Guillaume Tirel (/fr/), known as Taillevent (/fr/ (ca. 1310 – 1395) was an important figure in the early history of French cuisine. He was cook to the Court of France at the time of the first Valois kings and the Hundred Years' War. He was the author of one of the earliest known French cookery books and the first to be printed.

==Life and career==
The food historian Anne Willan has remarked that Taillevent "must have been quite a character" because "a remarkable amount is known about him in an age when most craftsmen, like the builders of the Gothic cathedrals, passed forgotten into history". Nevertheless, the dates of events in his early years are uncertain. His birthplace is believed to have been Pont-Audemer in Normandy, but his year of birth is not precisely known and writers have proposed dates from 1310 to 1326 – the former or something approximating is now thought more likely. It is also unknown when he acquired the sobriquet of "Taillevent" (literally "Wind-cutter"); Willan comments that many apprentices in those days picked up nicknames that they never outgrew. Nor is the significance of the nickname clear: according to a seventeenth-century writer it signifies an idle swaggerer; a 2020 article suggests that the word meant a light sail on a small boat and was a reference to his large, pronounced, aquiline nose.

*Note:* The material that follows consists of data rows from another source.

PR #213, opened 2024-08-01
fix select then distinct chain

### LINKED ISSUE #209: Datachain `distinct` method doesn't work after `select`
### Description

I have a scenario where I need to `select` some columns first and get `distinct` rows. I found out that in this order it doesn't work. But it works when `distinct` goes first. 

Is it a bug or a feature? What is the reason? 

Code to reproduce: 
```python 
from datachain.sql.functions.array import cosine_distance


class Embedding(BaseModel):
    id: int
    name: str
    values: list[float]


( DataChain
 .from_values(
        embedding=[
            Embedding(id=1, name="name", values=[0.1, 0.3]),
            Embedding(id=2, name="name", values=[0.1, 0.5]),
            Embedding(id=3, name="name", values=[0.1, 0.4]),
            Embedding(id=4, name="name", values=[0.1, 0.7]),
            Embedding(id=4, name="name", values=[0.1, 0.6]),
        ],)
 .select("embedding.id", "embedding.name")
 .distinct("embedding.id")
 .show()
)
``` 

Error 
```
File [~/.pyenv/versions/3.11.6/lib/python3.11/site-packages/datachain/lib/signal_schema.py:237](http://localhost:8888/lab/tree/crewai/~/.pyenv/versions/3.11.6/lib/python3.11/site-packages/datachain/lib/signal_schema.py#line=236), in SignalSchema.resolve(self, *names)
    235     if not isinstance(field, str):
    236         raise SignalResolvingTypeError("select()", field)
--> 237     schema[field] = self._find_in_tree(field.split("."))
    239 return SignalSchema(schema)

File [~/.pyenv/versions/3.11.6/lib/python3.11/site-packages/datachain/lib/signal_schema.py:253](http://localhost:8888/lab/tree/crewai/~/.pyenv/versions/3.11.6/lib/python3.11/site-packages/datachain/lib/signal_schema.py#line=252), in SignalSchema._find_in_tree(self, path)
    250     i += 1
    252 if curr_type is None:
--> 253     raise SignalResolvingError(path, "is not found")
    255 return curr_type

SignalResolvingError: cannot resolve signal name 'embedding.id': is not found
```  

### Version Info

```Text
0.2.14
Python 3.11.6
```

mattseddon:
closes #209

The issue is that `distinct` strips the parent path from the `signals_schema`. E.g. if we do distinct by `file.name` then `file` is removed from the schema. `select` then fails because it cannot find `file` in the tree.

see the `test_select_distinct` test to see exactly what is being fixed.

### DIFF
--- a/src/datachain/lib/signal_schema.py
+++ b/src/datachain/lib/signal_schema.py
@@ -243,9 +243,9 @@ class SignalSchema:
         curr_type = None
         i = 0
         while curr_tree is not None and i < len(path):
-            if val := curr_tree.get(path[i], None):
+            if val := curr_tree.get(path[i]):
                 curr_type, curr_tree = val
-            elif i == 0 and (val := curr_tree.get(".".join(path), None)):
+            elif i == 0 and len(path) > 1 and (val := curr_tree.get(".".join(path))):
                 curr_type, curr_tree = val
                 break
             else:
--- a/src/datachain/lib/signal_schema.py
+++ b/src/datachain/lib/signal_schema.py
@@ -245,6 +245,9 @@ class SignalSchema:
         while curr_tree is not None and i < len(path):
             if val := curr_tree.get(path[i], None):
                 curr_type, curr_tree = val
+            elif i == 0 and (val := curr_tree.get(".".join(path), None)):
+                curr_type, curr_tree = val
+                break
             else:
                 curr_type = None
             i += 1
--- a/tests/unit/lib/test_datachain.py
+++ b/tests/unit/lib/test_datachain.py
@@ -612,6 +612,41 @@ def test_select_restore_from_saving(catalog):
     assert n == len(features_nested)
 
 
+def test_select_distinct(catalog):
+    class Embedding(BaseModel):
+        id: int
+        filename: str
+        values: list[float]
+
+    expected = [
+        [0.1, 0.3],
+        [0.1, 0.4],
+        [0.1, 0.5],
+        [0.1, 0.6],
+    ]
+
+    actual = (
+        DataChain.from_values(
+            embedding=[
+                Embedding(id=1, filename="a.jpg", values=expected[0]),
+                Embedding(id=2, filename="b.jpg", values=expected[2]),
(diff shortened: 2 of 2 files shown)


src/datachain/lib/signal_schema.py
```diff
@@ -245,6 +245,9 @@ def _find_in_tree(self, path: list[str]) -> DataType:
         while curr_tree is not None and i < len(path):
             if val := curr_tree.get(path[i], None):
                 curr_type, curr_tree = val
+            elif i == 0 and (val := curr_tree.get(".".join(path), None)):
+                curr_type, curr_tree = val
```
dtulga, line 249: Won't this crash trying to unpack two values from `None` if the requested "."-based path is not found in `curr_tree` above, since the get will return `None`?

Also, `get` usually has a default of returning `None` if the requested entry is not found, providing `None` as a default value is usually not needed. See the Python documentation here: https://docs.python.org/3.12/library/stdtypes.html#dict.get

dtulga (approved):
LGTM, with one optional comment about possibly having a better error message and/or cleaner `get` call - these are completely optional to fix for this quick fix PR.

src/datachain/lib/signal_schema.py
mattseddon: > Won't this crash trying to unpack two values from None if the requested "."-based path is not found in curr_tree above, since the get will return None?

If I understand the question correctly I don't think either of the `if` or `elif` statements will evaluate to `True` under those circumstances because of the `:=` walrus operator. I.e. to re-assign `curr_type, curr_tree` we need `val is True`. Please correct me if I am wrong.

> Also, get usually has a default of returning None if the requested entry is not found, providing None as a default value is usually not needed. See the Python documentation here: https://docs.python.org/3.12/library/stdtypes.html#dict.get

I did this on auto-pilot, starting with the above line. I'll update both.

dtulga: Yep, that's correct - sorry I misread the `:=` operator usage (as I don't use it much). Thanks for the changes!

Taillevent's first position was happelapin or enfant de cuisine (kitchen boy) to Queen Jeanne d'Évreux of France in 1326, with the task of turning the large roasting spits before the open fire. By 1346 he had risen to be a keu (cook) to the French King Philip VI, and in 1349 he was granted a house in consideration of the good and pleasant service the king had received. He was raised to the rank of écuyer or squire as Ecuyer de l’Ostel de Mons, and his master was the Dauphin de Viennois – the heir to the French throne. Taillevent served several members of the royal family: In 1359 he was in the service of the Duke of Normandy; in 1368 the latter became Charles V and Taillevent continued in his service, becoming premier keu or chief cook in 1373. In 1381 he became écuyer de cuisine to Charles VI and from 1388 to 1392 he was premier écuyer of the royal kitchens, heading the half-dozen kitchens of the queen and the various royal dukes as well as those of the king.

He expanded a collection of recipes as Le Viandier, a famous book on cookery and cookery technique, probably written with the encouragement of Charles V, who was known as Charles the Wise because of his fine judgment and cultivated tastes. The book is one of the first professional culinary treatises written in France, and the first to be printed; the French gastronomic tradition was founded on it. In the view of the cookery writer Terence Scully, the Viandier embodies late medieval French cookery: its influence can be seen in most of the printed cookery books of the late fifteenth and sixteenth centuries.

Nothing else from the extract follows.